> **Supplied records**:
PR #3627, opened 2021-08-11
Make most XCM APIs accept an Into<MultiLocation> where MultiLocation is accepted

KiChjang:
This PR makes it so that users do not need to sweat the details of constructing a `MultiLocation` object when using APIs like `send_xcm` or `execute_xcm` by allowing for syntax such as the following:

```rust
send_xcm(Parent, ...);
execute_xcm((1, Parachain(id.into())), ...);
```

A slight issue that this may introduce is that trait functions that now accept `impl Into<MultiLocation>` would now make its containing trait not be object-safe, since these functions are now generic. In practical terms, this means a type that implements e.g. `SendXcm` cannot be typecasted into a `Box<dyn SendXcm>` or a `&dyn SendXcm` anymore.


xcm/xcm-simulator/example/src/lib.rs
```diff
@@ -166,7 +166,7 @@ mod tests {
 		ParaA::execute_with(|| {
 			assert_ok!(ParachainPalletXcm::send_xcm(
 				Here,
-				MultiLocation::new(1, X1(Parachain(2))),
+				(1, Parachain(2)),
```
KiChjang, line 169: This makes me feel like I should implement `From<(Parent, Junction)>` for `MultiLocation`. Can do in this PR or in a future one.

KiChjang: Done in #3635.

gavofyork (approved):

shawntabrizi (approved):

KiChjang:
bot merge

> **What is required**:
Return the line that contains "KiChjang: Done in #3635.", along with every line after it in the data above, exactly and with nothing else.

> **Solution below**:
KiChjang: Done in #3635.

gavofyork (approved):

shawntabrizi (approved):

KiChjang:
bot merge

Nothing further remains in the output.